• _Brief_
Search the records for the string "with", then copy each line where it appears.

• _Given records_
+++++
PR #803, opened 2025-01-06
Fix urls entries in pyproject.toml with variable cases

gantoine:
Came across an issue trying to `poetry install` today with `streaming-form-data` in my `pyproject.toml`. The [library's pyproject.toml](https://github.com/siddhantgoel/streaming-form-data/blob/main/pyproject.toml) uses lowercase keys for entries under `[tool.poetry.urls]`, which breaks when `Metadata.from_package` tries to build `project_urls`. Added a couple tests for upper, lower and mixed-case entries.

### DIFF
--- a/src/poetry/core/masonry/metadata.py
+++ b/src/poetry/core/masonry/metadata.py
@@ -107,11 +107,12 @@ class Metadata:
 
         if package.urls:
             for name, url in package.urls.items():
-                if name.lower() == "homepage" and meta.home_page == url:
+                name_lower = name.lower()
+                if name_lower == "homepage" and meta.home_page == url:
                     continue
-                if name == "repository" and url == package.urls["Repository"]:
+                if name_lower == "repository" and url == package.urls.get(name):
                     continue
-                if name == "documentation" and url == package.urls["Documentation"]:
+                if name_lower == "documentation" and url == package.urls.get(name):
                     continue
 
                 meta.project_urls += (f"{name}, {url}",)
--- a/src/poetry/core/packages/package.py
+++ b/src/poetry/core/packages/package.py
@@ -117,6 +117,9 @@ class Package(PackageSpecification):
 
         self._yanked = yanked
 
+        # Currently only used for testing purposes
+        self._urls: dict[str, str] = {}
+
     @property
     def name(self) -> NormalizedName:
         return self._name
@@ -354,6 +357,9 @@ class Package(PackageSpecification):
     @property
     def urls(self) -> dict[str, str]:
         urls = {}
+
+        if self._urls:
+            return self._urls
 
         if self.homepage:
             urls["Homepage"] = self.homepage
--- a/tests/masonry/test_metadata.py
+++ b/tests/masonry/test_metadata.py
@@ -60,3 +60,53 @@ def test_from_package_readme_issues(
         Metadata.from_package(package)
 
     assert str(e.value) == message
+
+def test_from_package_urls_case_sensitive() -> None:
+    package = ProjectPackage("foo", "1.0")
+    package.homepage = "https://example.com"
+    package._urls = {
+        "Homepage": "https://example.com",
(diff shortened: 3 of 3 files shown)


src/poetry/core/masonry/metadata.py
```diff
@@ -107,11 +107,12 @@ def from_package(cls, package: ProjectPackage) -> Metadata:
 
         if package.urls:
             for name, url in package.urls.items():
-                if name.lower() == "homepage" and meta.home_page == url:
+                name_lower = name.lower()
+                if name_lower == "homepage" and meta.home_page == url:
                     continue
-                if name == "repository" and url == package.urls["Repository"]:
+                if name_lower == "repository" and url == package.urls.get(name):
```
dimbleby, line 113: is this not always definitely true?  because `name` and `url` are a pair from `package.urls.items()`.

I am not sure what the intent of this code was but this variation seems pointless?

src/poetry/core/packages/package.py
```diff
@@ -117,6 +117,9 @@ def __init__(
 
         self._yanked = yanked
 
+        # Currently only used for testing purposes
```
dimbleby, line 120: this is not true, per the change at line 360.

src/poetry/core/masonry/metadata.py
dimbleby: perhaps the original code was just a roundabout way of reading `package.repository_url` - and doing that directly is a better fix?

src/poetry/core/packages/package.py
gantoine: Sorry I should have clarified, this is happening in CI for a real project of mine, not just in testing. The addition of `self._urls` is for the tests i wrote in `test_metadata.py`, since `url` is a `@property` and can't be set directly.

https://github.com/rommapp/romm/actions/runs/12623342037/job/35174039307#step:10:3085

src/poetry/core/masonry/metadata.py
gantoine: yeah i think the original code wasn't well written, i'll simplify it 👍🏼

src/poetry/core/packages/package.py
radoering: I would like to avoid adding production code that is only required for testing. Can you use a `PropertyMock` instead? See https://github.com/python-poetry/poetry/blob/5d8f8800b2cbb53da8057965663844bd1e04e455/tests/console/commands/test_check.py#L82-L86 for example.

radoering (changes requested):

src/poetry/core/packages/package.py
dimbleby: I think this is entirely redundant in the current version, the tests can manipulate the homepage and repository-url fields directly

src/poetry/core/masonry/metadata.py
```diff
@@ -107,11 +107,10 @@ def from_package(cls, package: ProjectPackage) -> Metadata:
...
         if package.urls:
             for name, url in package.urls.items():
-                if name.lower() == "homepage" and meta.home_page == url:
+                name_lower = name.lower()
+                if name_lower == "homepage" and meta.home_page == url:
                     continue
-                if name == "repository" and url == package.urls["Repository"]:
-                    continue
-                if name == "documentation" and url == package.urls["Documentation"]:
+                if name_lower == "repository" or name_lower == "documentation":
```
dimbleby, line 113: I guess the tests have started failing because you have changed the logic

probably want to check "if name is repository and url is repository-url", etc

gantoine:
Right updated the PR based on feedback, however it seems the downstream poetry tests are still failing with these changes.

dimbleby:
poetry-core tests are also currently broken

In passing I spotted PEP753 which says that poetry should change its handling of these anyway, so I have submitted #807

radoering:
Superseded by #807

PR #804, opened 2025-01-06
Fix CI, update pyproject.toml and version

Secrus:
## Summary by Sourcery

CI:
- Use poetry check --lock instead of poetry lock --check.


pyproject.toml
```diff
@@ -1,29 +1,42 @@
-[tool.poetry]
+[project]
 name = "poetry-core"
-version = "2.0.0"
+version = "2.0.0.dev0"
```
abn, line 3: This should be either a post release or minor/patch dev

tests/test_core_version.py
```diff
@@ -8,4 +8,4 @@
 
 def test_version_is_synced() -> None:
     pyproject = PyProjectTOML(Path(__file__).parent.parent.joinpath("pyproject.toml"))
-    assert __version__ == pyproject.poetry_config.get("version")
+    assert __version__ == pyproject.data["project"]["version"]
```
abn, line 11: Out of scope for this change but we should expose `pyproject.version` etc.

abn (approved):

PR #805, opened 2025-01-06
fix: Fix handling of "format" in package includes initialization

finswimmer:
Ensure that "format" is always processed as a list when initializing package includes. If not explicit set default to sdist and wheel.

Resolves: https://github.com/python-poetry/poetry/issues/9961

## Summary by Sourcery

Bug Fixes:
- Fix handling of "format" in package includes initialization.

## Summary by Sourcery

Bug Fixes:
- Resolve an issue where package includes were not correctly handled if the "format" field was not a list.

### DIFF
--- a/src/poetry/core/factory.py
+++ b/src/poetry/core/factory.py
@@ -376,7 +376,15 @@ class Factory:
             package.exclude = exclude
 
         if packages := tool_poetry.get("packages"):
-            package.packages = packages
+            packages_ = []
+++++
• _Written response_
Fix urls entries in pyproject.toml with variable cases
Came across an issue trying to `poetry install` today with `streaming-form-data` in my `pyproject.toml`. The [library's pyproject.toml](https://github.com/siddhantgoel/streaming-form-data/blob/main/pyproject.toml) uses lowercase keys for entries under `[tool.poetry.urls]`, which breaks when `Metadata.from_package` tries to build `project_urls`. Added a couple tests for upper, lower and mixed-case entries.
Right updated the PR based on feedback, however it seems the downstream poetry tests are still failing with these changes.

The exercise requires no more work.